La paura di dire una parola di troppo, di vedersi puntata addosso la pistola di un coetaneo, la paura di essere picchiato, la paura di essere violentata. Un popolo intero costretto a vivere nella paura.
Un padre attivista, una Pantera Nera, l’avanzata negli studi, l’ingresso alla Howard University, «ho cominciato a vedere il mondo dei neri aprirsi di fronte a me, a capire che è molto più del riflesso di quello di coloro che pensano di essere bianchi», la consapevolezza delle potenzialità del corpo dei neri,la bellezza e l’amore che contengono, e che spesso viene spezzata dal razzismo, dalle pistole dei poliziotti bianchi, ma soprattutto da una mentalità radicata in duecentocinquanta anni di storia americana. Una storia di Potere, perchè questo è il vero punto. Chi lo detiene e chi lo subisce, chi difende la sua villetta, il suo prato rasato e il suo barbecue serale, contro ipotetici avvicinamenti e sconfinamenti di altri che sono ritenuti inferiori.
Tutto è terribile, in questo romanzo. La prima consapevolezza che il tuo corpo è un ostacolo alla tua vita. Che non sei uguale agli altri. Un momento di dolore così alto da toglierti il fiato e farti correre via in lacrime.
Da lì in poi la tua vita sarà tutto uno stare in guardia, nella postura stessa, nel modo di camminare, dovrai sempre guardarti alle spalle e davanti, attentissimo a non attirare l’attenzione di nessuno, specialmente delle forze dell’ordine, che in un solo secondo possono decidere di svuotare quel tuo corpo di ogni linfa vitale.

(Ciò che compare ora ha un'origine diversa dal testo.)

Issue #47, opened 2024-07-08
Consider allowing reduction along a single axis


arcondello:
We should add an `axis` keyword argument to reduction operations. E.g.,
```python
x.sum(axis=0)
```

See for instance https://numpy.org/doc/stable/reference/generated/numpy.ndarray.sum.html#numpy.ndarray.sum

Issue #113, opened 2024-09-19
Specify a standard version of `clang-format`


wbernoudy:
Since we expect the C++ code to be formatted with `clang-format`, but there are inconsistencies between different versions, we should specify the version one is expected to use when doing development.

arcondello:
We do not currently enforce clang-formatted code. We could consider doing so as well.

wbernoudy:
Agreed! For now at least, it would be nice to just have a note in the readme.

arcondello:
I don't think this is easy.

The ecosystem as a whole doesn't have a lot of consensus.

* VSCode uses 18.1.7 (I think?) https://github.com/microsoft/vscode-cpptools/blob/1e89750b0bb9629ba0262a6eb44d1ab41eb77d51/Extension/CHANGELOG.md?plain=1#L137
* `apt install clang format` pulls in 14.0.0
* The LLVM source tree itself doesn't seem to be well formatted, albeit as of [March 2022](https://clang.llvm.org/docs/ClangFormattedStatus.html).

For internal repos, I am reasonably comfortable enforcing a version. But for public repos like this, where we want to encourage contribution from users, I don't think it's reasonable to force folks to install a specific version of clang simply to make a PR against this repo.

arcondello:
FWIW, https://github.com/ssciwr/clang-format-wheel feels like it might actually help. Could make it part of the `dev` dependencies and enforce a version.

arcondello:
Also has a pre-commit option: https://github.com/ssciwr/clang-format-wheel#use-from-pre-commit

PR #114, opened 2024-09-20
Feature/partial sum

alexzucca90:
Added partial sum node that allows to do stuff like 
```python
from dwave.optimization import Model
model = Model()
x = model.integer((3, 3))
y = x.sum(axis=0)
z = x.sum(axis=1)
```


alexzucca90:
Just realized, this (partially) closes #47

releasenotes/notes/partial-sum-node-ca3356c3bddfacde.yaml
```diff
@@ -0,0 +1,5 @@
+---
+features:
+  - Add C++ index raveling-unraveling utilities functions.
+  - Add C++ ``PartialReduceNode``.
+  - Add Python ``PartialSum`` symbol and added ``axis`` keyword in ``ArraySymbol.sum`` function.
```
arcondello, line 5:
```suggestion
  - Add Python ``PartialSum`` symbol and added ``axis`` keyword in ``ArraySymbol.sum()`` function.
```

dwave/optimization/include/dwave-optimization/array.hpp
```diff
@@ -737,6 +738,27 @@ std::vector<ssize_t> broadcast_shape(const std::span<const ssize_t> lhs,
...
+/// Convert a flat index to multi-index
+std::vector<ssize_t> unravel_index(const std::span<const ssize_t> strides, ssize_t index);
+
+/// Convert multi index to flat index
+ssize_t ravel_multi_index(const std::span<const ssize_t> strides,
+                          const std::span<const ssize_t> indices);
+
+ssize_t ravel_multi_index(const std::span<const ssize_t> strides,
+                          std::initializer_list<ssize_t> indices);
+
```
arcondello, line 761: For now I would have these live in `mathematical.cpp` alongside the node implementation. It doesn't look like we use them anywhere else. We can always promote them later if we want them.

Or do you think they would be insufficiently tested if we don't have access to them publicly?

dwave/optimization/include/dwave-optimization/nodes/mathematical.hpp
```diff
@@ -151,6 +151,73 @@ using NaryMaximumNode = NaryOpNode<functional::max<double>>;
 using NaryMinimumNode = NaryOpNode<functional::min<double>>;
 using NaryMultiplyNode = NaryOpNode<std::multiplies<double>>;
 
+/// TODO: support multiple axes
+template <class BinaryOp>
+class PartialReduceNode : public ArrayOutputMixin<ArrayNode> {
```
arcondello, line 156: I haven't gone back and done it for old classes. But I'd like new ones to have the methods in alphabetical order. The old ones are driving me somewhat nuts.

dwave/optimization/src/nodes/mathematical.cpp
```diff
@@ -531,6 +531,272 @@ template class NaryOpNode<functional::min<double>>;
 template class NaryOpNode<std::multiplies<double>>;
 template class NaryOpNode<std::plus<double>>;
 
+// PartialReduceNode *****************************************************************
+template <class BinaryOp>
+struct ExtraArrayData {
+    void commit() {}
+    void revert() {}
+};
```
arcondello, line 539: I am guessing this is for future-proofing? Because it's in the `.cpp` file there are no binary compatibility issues so I'd remove it for now. That would also allow you to use `ArrayNodeStateData` directly I believe.

dwave/optimization/src/nodes/mathematical.cpp
```diff
@@ -531,6 +531,272 @@ template class NaryOpNode<functional::min<double>>;
...
+    }
+
+    /// 3. Iterate through the parent on the correct axis.
+    double val = init;
+    auto func = op();
+    for (ssize_t i = begin; i < array_ptr_->shape()[this->axis_]; ++i) {
+        ssize_t p_index =
+                start_idx + i * this->parent_strides_c_[this->axis_] / array_ptr_->itemsize();
+        assert(p_index < static_cast<ssize_t>(array_ptr_->size(state)));
+        double other = array_ptr_->view(state)[p_index];
```
arcondello, line 737: It feels a bit redundant to keep the strides as if the parent was contiguous, then also use `view` to account for the parent's strides.

Maybe worth just working with the parent's actual strides directly?

dwave/optimization/src/nodes/mathematical.cpp
```diff
@@ -531,6 +531,272 @@ template class NaryOpNode<functional::min<double>>;
...
+                "without supplying an initial value");
+    } else if (array_ptr_->size() < 1) {
+        throw std::invalid_argument(
+                "cannot do a reduction on an empty array with an operation that has no identity "
+                "without supplying an initial value");
+    }
+
+    /// TODO: support negative axis
+    if (axis_ < 0 || axis_ >= array_ptr_->ndim()) {
+        throw std::invalid_argument("Axis should be an integer between 0 and n_dim - 1");
```
arcondello, line 601:
```c++
        throw std::invalid_argument("Axis should be an integer between 0 and ndim - 1");
```
for consistency with the method name

dwave/optimization/src/nodes/mathematical.cpp
```diff
@@ -531,6 +531,272 @@ template class NaryOpNode<functional::min<double>>;
...
+template <class BinaryOp>
+void PartialReduceNode<BinaryOp>::initialize_state(State& state) const {
+    int index = topological_index();
+    assert(index >= 0 && "must be topologically sorted");
+    assert(static_cast<int>(state.size()) > index && "unexpected state length");
+    assert(state[index] == nullptr && "already initialized state");
+
+    std::vector<double> values(size(state));
+
+    for (ssize_t i = 0; i < size(state); ++i) {
```
arcondello, line 631:
```suggestion
    for (ssize_t i = 0, stop = size(state); i < stop; ++i) {
```
See https://llvm.org/docs/CodingStandards.html#don-t-evaluate-end-every-time-through-a-loop. Not quite the same, but the principal applies. Especially since `size()` is a virtual function.

dwave/optimization/src/nodes/mathematical.cpp
```diff
@@ -531,6 +531,272 @@ template class NaryOpNode<functional::min<double>>;
...
+        assert(i < static_cast<ssize_t>(values.size()));
+        values[i] = reduce(state, i);
+    }
+
+    state[index] = std::make_unique<PartialReduceNodeData<op>>(std::move(values));
+}
+
+template <class BinaryOp>
+bool PartialReduceNode<BinaryOp>::integral() const {
```
arcondello, line 640: Apologies for this, but these'll have to be updated along the lines of https://github.com/dwavesystems/dwave-optimization/pull/115

dwave/optimization/src/nodes/mathematical.cpp
```diff
@@ -531,6 +531,272 @@ template class NaryOpNode<functional::min<double>>;
...
+template <>
+void PartialReduceNode<std::plus<double>>::propagate(State& state) const {
+    auto ptr = data_ptr<PartialReduceNodeData<op>>(state);
+
+    auto& values = ptr->buffer;
+    auto& changes = ptr->updates;
+
+    for (const auto& [p_index, old, value] : array_ptr_->diff(state)) {
+        auto index = _map_parent_index(state, p_index);
+        auto previous = values[index];
```
arcondello, line 681: Style thing, can be ignored. But IMO `auto` isn't adding clarity here.
```c++
        const ssize_t index = _map_parent_index(state, p_index);
        const double previous = values[index];
```

dwave/optimization/include/dwave-optimization/nodes/mathematical.hpp
```diff
@@ -151,6 +151,73 @@ using NaryMaximumNode = NaryOpNode<functional::max<double>>;
...
+        return std::span<Array* const, 1>(&array_ptr_, 1);
+    }
+    std::span<const Array* const> operands() const {
+        assert(predecessors().size() == 1);
+        return std::span<const Array* const, 1>(&array_ptr_, 1);
+    }
+
+    const std::optional<double> init;
+
+    ssize_t axis() const { return axis_; }
```
arcondello, line 197: If we think there is a decent chance we want to support multiple axis in the future, then IMO
```c++

    std::span<const ssize_t> axis() const { ... }
```
will be more future proof. And we should also move the implementation to the `.cpp` for binary compatibility.

dwave/optimization/symbols.pyx
```diff
@@ -2217,6 +2219,52 @@ cdef class Or(ArraySymbol):
...
+    def _from_zipfile(cls, zf, directory, Model model, predecessors):
+        if len(predecessors) != 1:
+            raise ValueError("PartialSum must have exactly one predecessor")
+
+        with zf.open(directory + "axis.json", "r") as f:
+            return PartialSum(*predecessors, json.load(f))
+
+    def _into_zipfile(self, zf, directory):
+        encoder = json.JSONEncoder(separators=(',', ':'))
+        zf.writestr(directory + "axis.json", encoder.encode(self.ptr.axis()))
```
arcondello, line 2261: I would save the list of axis for future-proofing.

dwave/optimization/include/dwave-optimization/nodes/mathematical.hpp
arcondello: Or should it be `axes`?

dwave/optimization/src/nodes/mathematical.cpp
alexzucca90: yeah, in case of e.g. a product along an axis, then we'd need this extra array data. And it's gotta be an array and not scalars of course. I can remove this extra machinery or keep it commented out for future.

arcondello: I'd remove for now, rather than commenting out. It'll be in the git history if we need it later.

dwave/optimization/src/nodes/mathematical.cpp
alexzucca90: Good point, let me rethink about the logic. I'll reply here later on.

dwave/optimization/symbols.pyi
```diff
@@ -151,6 +151,9 @@ class Not(ArraySymbol):
 class Or(ArraySymbol):
     ...
 
+class PartialSum(ArraySymbol):
```
alexzucca90, line 154: forgot an extra line here

dwave/optimization/include/dwave-optimization/nodes/mathematical.hpp
alexzucca90: > Or should it be axes?
For consistency with numpy we can leave it as `axis` though that's a keyword argument rather that the name of the function. However the return type `std::span<const ssize_t> ` suggests to me to call it `axes`.

arcondello: I think we should keep the input keyword argument as `axis` for consistency with NumPy. But I see they do use both [axis and axes](https://numpy.org/doc/stable/glossary.html#term-axis) so I would rename this method and other places where we store multiple as `axes`.

dwave/optimization/include/dwave-optimization/nodes/mathematical.hpp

Coates scopre questo dolore quando muore un suo amico, Prince Jones, ucciso da un colpo di pistola alla schiena sparato da un poliziotto, che lo aveva scambiato per un criminale.
Il figlio di Coates scopre questo dolore quando scopre che gli assassini di Michael Brown resteranno assolutamente impuniti.
Sembra un percorso assolutamente ineludibile.
Puoi emanciparti, puoi cambiare città, puoi essere il migliore nel tuo lavoro, ma, come dice Mabel Jones, primario di radiologia, benestante, e madre di Prince Jones, “è stato sufficiente un atto di razzismo, uno solo” per riportare indietro di duecento anni le lancette della storia, e a cancellare tutte quelle che sembravano conquiste acquisite e scolpite nella roccia.
Nessuna parola di conforto. Nessuna consolazione. Nessuna speranza. Un libro pieno di terrore e di rabbia. La cosa peggiore è la presa di coscienza che l’ingiustizia è entrata a far parte di una mentalità.
«In America distruggere il corpo nero è una tradizione, è parte del retaggio»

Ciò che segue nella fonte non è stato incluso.